### [Task objective]
Would you print every entry exactly as it appears?

BEGIN

PR #1771, opened 2020-04-30
bugfix: MinGW in CMake like configure.py bootstrap

### LINKED ISSUE #1888: MinGW: -static flag needed in CMake like configure.py
I just confirmed that this issue still exists with current MSYS2/MinGW/GCC 10.2.0.

## Symptoms

If a MSYS2 user does not have MinGW DLL on their Windows PATH, ninja.exe will fail to run, when **built from Ninja's CMakeLists.txt**. 
However, a ninja.exe built from Ninja's configure.py --bootstrap does run. By inspection, the configure.py adds a "--static" flag to MinGW building ninja.exe, while CMakeLists.txt does not.

## Why this is important

Some Ninja users may not wish to always have MinGW on their path--apparently this was recognized for the configure.py build method but was apparently missed for those using CMake to build ninja.exe. All we are looking for is parity between CMakeLists.txt and configure.py Ninja build method for MinGW/MSYS2

scivision:
without this `-static` flag, MinGW ninja build ninja.exe has
error code 0xc0000139 even with gdb, instant crash

I noticed this flag was in configure.py, so I added it to CMake for MinGW and it fixed the problem for MinGW / MSYS2 built Ninja.

fixes #1888

### DIFF
--- a/CMakeLists.txt
+++ b/CMakeLists.txt
@@ -31,6 +31,10 @@ else()
 	endif()
 endif()
 
+if(MINGW)
+	string(APPEND CMAKE_CXX_FLAGS " -static")
+endif()
+
 # --- optional re2c
 find_program(RE2C re2c)
 if(RE2C)


jhasse:
> without this -static flag, MinGW ninja build ninja.exe has error code 0xc0000139 even with gdb, instant crash

Any idea why?

scivision:
This flag was added by https://github.com/ninja-build/ninja/commit/7e3e51f60711d73731f50fc31808f90234613ad8

I think it's because otherwise users would need to have the MinGW DLLs in their PATH.

jhasse:
I think flags like that should be added via `-DCMAKE_CXX_FLAGS`. It's off by default, too, which has its reasons I guess. If gdb crashes with shared runtime, I think that's a bug (in gdb / MinGW).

END

### [Answer for this exercise]
PR #1771, opened 2020-04-30
bugfix: MinGW in CMake like configure.py bootstrap

### LINKED ISSUE #1888: MinGW: -static flag needed in CMake like configure.py
I just confirmed that this issue still exists with current MSYS2/MinGW/GCC 10.2.0.

## Symptoms

If a MSYS2 user does not have MinGW DLL on their Windows PATH, ninja.exe will fail to run, when **built from Ninja's CMakeLists.txt**. 
However, a ninja.exe built from Ninja's configure.py --bootstrap does run. By inspection, the configure.py adds a "--static" flag to MinGW building ninja.exe, while CMakeLists.txt does not.

## Why this is important

Some Ninja users may not wish to always have MinGW on their path--apparently this was recognized for the configure.py build method but was apparently missed for those using CMake to build ninja.exe. All we are looking for is parity between CMakeLists.txt and configure.py Ninja build method for MinGW/MSYS2

scivision:
without this `-static` flag, MinGW ninja build ninja.exe has
error code 0xc0000139 even with gdb, instant crash

I noticed this flag was in configure.py, so I added it to CMake for MinGW and it fixed the problem for MinGW / MSYS2 built Ninja.

fixes #1888

### DIFF
--- a/CMakeLists.txt
+++ b/CMakeLists.txt
@@ -31,6 +31,10 @@ else()
 	endif()
 endif()
 
+if(MINGW)
+	string(APPEND CMAKE_CXX_FLAGS " -static")
+endif()
+
 # --- optional re2c
 find_program(RE2C re2c)
 if(RE2C)


jhasse:
> without this -static flag, MinGW ninja build ninja.exe has error code 0xc0000139 even with gdb, instant crash

Any idea why?

scivision:
This flag was added by https://github.com/ninja-build/ninja/commit/7e3e51f60711d73731f50fc31808f90234613ad8

I think it's because otherwise users would need to have the MinGW DLLs in their PATH.

jhasse:
I think flags like that should be added via `-DCMAKE_CXX_FLAGS`. It's off by default, too, which has its reasons I guess. If gdb crashes with shared runtime, I think that's a bug (in gdb / MinGW).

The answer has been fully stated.